PR #231, opened 2015-07-23
Remove ref cycles in MlabSceneModel, Core Scene

dmsurti:
This is a follow up to PR #218 for memory leaks.

---
Overall the API is evolving as such: The Scene API has a closed event handler which should be invoked from the client app. When a scene is closed, the engine closed handler is also invoked. Also for example: if an app uses `MlabSceneModel` then setting `closed = True` in the app's appropriate handler (such as when UI is destroyed) should ensure that scene objects are garbage collected.

Final Update
---
Added tests for `DecoratedScene, Mayavi UI Scene` and minor refactoring: invoke close() fn for scenes and close engine when it is stopped.

Update 4
---
This removes ref cycles in `mayavi.core.Engine` and
1. Scenes it manages
2. Root preferences helper whose `show_helper_nodes` trait referred back to Engine via a `lambda`.

The engine now has a `closed` event handler which is invoked when the scene is closed.

Update 3:
---
This removes the ref cycles in `mayavi.core.Scene` and:
1. Mayavi core engine
2. Mouse pick dispatcher which has a `__del__`.

A closed event handler has been added to scene which is also now invoked from MlabSceneModel.

Update 2:
---
Refactored the unit test design for garbage collection. There is a base class TestGarbageCollection in `tvtk.tests.common` that has a method `check_object_garbage_collected` which does all the housekeeping. A test method invokes this `check_` method passing a function for object creation and another optional function to handling closing of the object, if any, where the object is the one to be tested for gc.

There are 2 test_garbage_collection.py modules, one each for `tvtk` and `mayavi` packages. These now cover garbage collection of Scene, SceneModel and MlabSceneModel objects.

Update 1:
----
This removes cycles between MlabSceneModel and:
1. Mayavi Core Scene
2. Mayavi Core Engine

These cycles are cleared in the `closed` event of the scene model.

A unit test case is added to test the reference cycles.

As MlabSceneModel is a subclass of SceneModel, that has also been tested for reference cycles. SceneModel also has `closed` event handling now.

Minor addition to scene ref cycle test case for testing weakref as well after gc,


dmsurti:
Again the poly data reader test fails, unrelated to these code changes. See Issue #233.

mayavi/core/registry.py
```diff
@@ -72,7 +73,7 @@ def unregister_engine(self, engine_or_name):
                     name = key
                     break
 
-        del engines[name]
+        if name: del engines[name]
```
itziakos: I would suggest to not have multiple statements in a single line

mayavi/tests/test_mlab_scene_model.py
```diff
@@ -1,11 +1,15 @@
 """
 Testing the MlabSceneModel
 """
+import gc
```
itziakos: It looks that these imports where added but not used

tvtk/pyface/scene_model.py
```diff
@@ -328,6 +333,9 @@ def _get_light_manager(self):
     ######################################################################
     # SceneModel API.
     ######################################################################
+    def _closed_fired(self):
```
itziakos: I do not think there is a need to do this if all you are doing is calling the parent class

tvtk/pyface/scene_model.py
```diff
@@ -57,9 +59,12 @@ class SceneModel(TVTKScene):
     # Fired when this is activated.
     activated = Event()
 
-    # Fired when this widget is closed.
+    # The control is going to be closed.
     closing = Event()
 
+    # The control has been closed.
```
itziakos: TVTKScene already defines these traits do we need to redefine them?

tvtk/pyface/ui/qt4/decorated_scene.py
```diff
@@ -71,6 +71,9 @@ def __get_pure_state__(self):
     ##########################################################################
     # Non-public interface.
     ##########################################################################
+    def _closed_fired(self):
```
itziakos: Again, I do not think this is necessary

tvtk/tests/common.py
```diff
@@ -12,3 +20,42 @@ def restore_gc_state():
...
+        object_collected = []
+        object_weakref = None
+
+        def object_collected_callback(weakref):
+            object_collected.append(True)
+
+        def do():
+            obj = obj_create_fn()
+            reference = weakref.ref(obj, object_collected_callback)
+            if obj_close_fn: obj_close_fn(obj)
```
itziakos: do not place multiple statements in one line.

mayavi/core/engine.py
```diff
@@ -567,6 +573,19 @@ def _on_scene_activated(self, obj, name, old, new):
...
                 break
 
+    def _closed_fired(self):
+        """ When the scene is closed, clear the viewer ref which otherwise
+            stores references to scenes to prevent crash on QT4.
+            See: self.new_scene and MlabSceneModel._closed_fired
+        """
+        self._viewer_ref.clear()
+        self.scenes = []
+        registry.unregister_engine(self)
```
itziakos: we should make sure that the dynamic change handler is removed 
```python
preference_manager.root.on_trait_change(self._show_helper_nodes_changed,
                                                 'show_helper_nodes', remove=True)
```

mayavi/core/engine.py
```diff
@@ -567,6 +573,22 @@ def _on_scene_activated(self, obj, name, old, new):
                 self.current_scene = scene
                 break
 
+    def _closed_fired(self):
+        """ When the scene is closed, clear the viewer ref which otherwise
```
prabhuramachandran: When the "engine" is closed and not scene as written.

mayavi/core/engine.py
```diff
@@ -101,6 +101,10 @@ class Engine(HasStrictTraits):
     # Are we running?
     running = Bool(False, record=False)
 
+    # The engine has been closed. This does not stop running the engine.
```
prabhuramachandran: Instead you could comment as: "This event is invoked when the engine has been stopped" and don't confuse this with the scenes being closed as that is entirely different and will confuse the reader.

mayavi/core/scene.py
```diff
@@ -198,6 +200,11 @@ def tno_drop_object(self, node, dropped_object):
     ######################################################################
     # Non-public interface
     ######################################################################
+    def _closed_fired(self):
+        self.scene = None
+        self.menu_helper.object = None
+        self.parent.closed = True
```
prabhuramachandran: This should really never call engine's closed as that will remove/clear all viewer refs etc. in the engine.  Instead engine's remove_scene method could be called.  However, this is tricky as if the TVTK Scene plugin is used, it automatically takes care of removing the scenes from the engine.  I think this new event "closed" is not needed.  Let us discuss this.

prabhuramachandran: Basically, the `SceneModel` and other subclasses have a "closing" event that is automatically hooked up to close references in `engine.new_scene`.

mayavi/tests/test_garbage_collection.py
```diff
@@ -0,0 +1,74 @@
...
+from mayavi.core.ui.mayavi_scene import MayaviScene
+from mayavi.tools.mlab_scene_model import MlabSceneModel
+
+class TestMayaviGarbageCollection(TestGarbageCollection):
+    """ See: tvtk.tests.common.TestGarbageCollection
+    """
+    def test_mlab_scene_model(self):
+        """ Tests if MlabSceneModel can be garbage collected."""
+        def create_fn():
+            return MlabSceneModel()
```
prabhuramachandran: This will not really test much, it will be better if you create a class which has an MlabSceneModel traits, configure the traits (so the UI pops up), close it, and then ensure that everything is GC'd.  In particular, the engine's  _viewer_refs should be empty.

dmsurti: I am not sure if MlabSceneModel really needs to be tested with a traits UI. The MlabSceneModel when initialized already registers itself with the engine. So if I set `closing=True` and it is garbage collected, that implies the engine's _viewer_refs are empty, else it won't be GC'ed. Isn't that right?

itziakos: I think that we need both tests types but the gui test is probably more important. One can use the `invoke_after` method of the GUI class to call a function that will close the window.

mayavi/core/scene.py
```diff
@@ -58,6 +58,9 @@ class Scene(Base):
         'mayavi.core.mouse_pick_dispatcher.MousePickDispatcher',
         record=False)
 
+    # The scene has been closed.
+    closed = Event()
```
itziakos: It looks that this event is not used anywhere. It should be removed then to avoid confusion

itziakos:
There are a couple of docstring comments pending apart from that it looks ok

mayavi/tests/test_garbage_collection.py
```diff
@@ -0,0 +1,110 @@
...
+                X, Y = mgrid[-2:2:100j, -2:2:100j]
+                R = 10*sqrt(X**2 + Y**2)
+                Z = sin(R)/R
+                self.scene.mlab.surf(X, Y, Z, colormap='gist_earth')
+
+        def create_fn():
+            app = MlabApp()
+            return app.edit_traits()
+
+        self.check_object_garbage_collected(create_fn)
```
itziakos: I think that you need to use another dummy class with `create and destroy` methods.

```python
class Dummy(object):

    def create(self):
          self.app = app = MlabApp()
          self.ui = app.edit_traits()
          return app.scene

    def destroy(self):
          self.ui.dispose()
          self.ui = None
          self.app = None
```

To make sure that dispose is called

itziakos:
I think that this PR can be merged :+1:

————

Report how many lines in the data include the word "control", and give nothing but the count.

2